• [Problem to work on]:
Check each line of the material for the string "components", and copy the lines that have it.

• [Materials provided]:
------------------------------

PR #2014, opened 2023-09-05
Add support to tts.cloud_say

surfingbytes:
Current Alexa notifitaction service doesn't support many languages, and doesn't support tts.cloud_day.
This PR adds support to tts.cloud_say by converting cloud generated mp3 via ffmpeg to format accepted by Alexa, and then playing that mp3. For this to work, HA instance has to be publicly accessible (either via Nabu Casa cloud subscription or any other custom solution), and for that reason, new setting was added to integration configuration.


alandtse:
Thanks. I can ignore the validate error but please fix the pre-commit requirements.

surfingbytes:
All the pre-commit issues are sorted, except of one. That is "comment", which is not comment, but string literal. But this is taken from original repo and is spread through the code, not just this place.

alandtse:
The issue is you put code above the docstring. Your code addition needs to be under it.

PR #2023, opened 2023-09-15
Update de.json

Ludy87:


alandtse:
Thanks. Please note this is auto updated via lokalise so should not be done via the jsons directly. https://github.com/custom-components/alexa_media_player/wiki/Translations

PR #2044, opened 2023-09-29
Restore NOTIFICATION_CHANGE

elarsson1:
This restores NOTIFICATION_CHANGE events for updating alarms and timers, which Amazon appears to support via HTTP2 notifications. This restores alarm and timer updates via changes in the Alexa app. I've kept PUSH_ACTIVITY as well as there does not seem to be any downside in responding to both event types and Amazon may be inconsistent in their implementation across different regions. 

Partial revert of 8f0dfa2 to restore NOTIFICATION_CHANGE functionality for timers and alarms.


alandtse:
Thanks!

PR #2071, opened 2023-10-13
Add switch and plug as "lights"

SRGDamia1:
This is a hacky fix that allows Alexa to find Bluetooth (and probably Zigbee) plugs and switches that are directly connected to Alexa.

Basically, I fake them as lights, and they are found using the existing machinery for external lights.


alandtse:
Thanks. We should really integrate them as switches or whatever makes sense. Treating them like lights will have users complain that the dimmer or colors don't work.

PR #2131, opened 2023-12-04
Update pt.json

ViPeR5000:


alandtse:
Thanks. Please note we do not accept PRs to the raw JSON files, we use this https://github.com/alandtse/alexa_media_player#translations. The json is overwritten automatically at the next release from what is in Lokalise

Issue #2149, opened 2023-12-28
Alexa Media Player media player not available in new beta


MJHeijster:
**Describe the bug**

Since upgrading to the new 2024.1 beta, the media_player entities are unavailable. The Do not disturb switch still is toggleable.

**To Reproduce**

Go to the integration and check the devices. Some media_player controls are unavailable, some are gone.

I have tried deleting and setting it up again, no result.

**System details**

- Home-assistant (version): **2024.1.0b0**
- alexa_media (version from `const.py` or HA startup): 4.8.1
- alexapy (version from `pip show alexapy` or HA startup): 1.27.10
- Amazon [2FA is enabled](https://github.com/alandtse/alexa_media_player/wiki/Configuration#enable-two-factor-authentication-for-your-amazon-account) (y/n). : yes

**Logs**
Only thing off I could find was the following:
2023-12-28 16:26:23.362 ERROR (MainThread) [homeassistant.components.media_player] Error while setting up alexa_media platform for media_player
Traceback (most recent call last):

------------------------------

• [Answer box]:
Thanks. Please note this is auto updated via lokalise so should not be done via the jsons directly. https://github.com/custom-components/alexa_media_player/wiki/Translations
2023-12-28 16:26:23.362 ERROR (MainThread) [homeassistant.components.media_player] Error while setting up alexa_media platform for media_player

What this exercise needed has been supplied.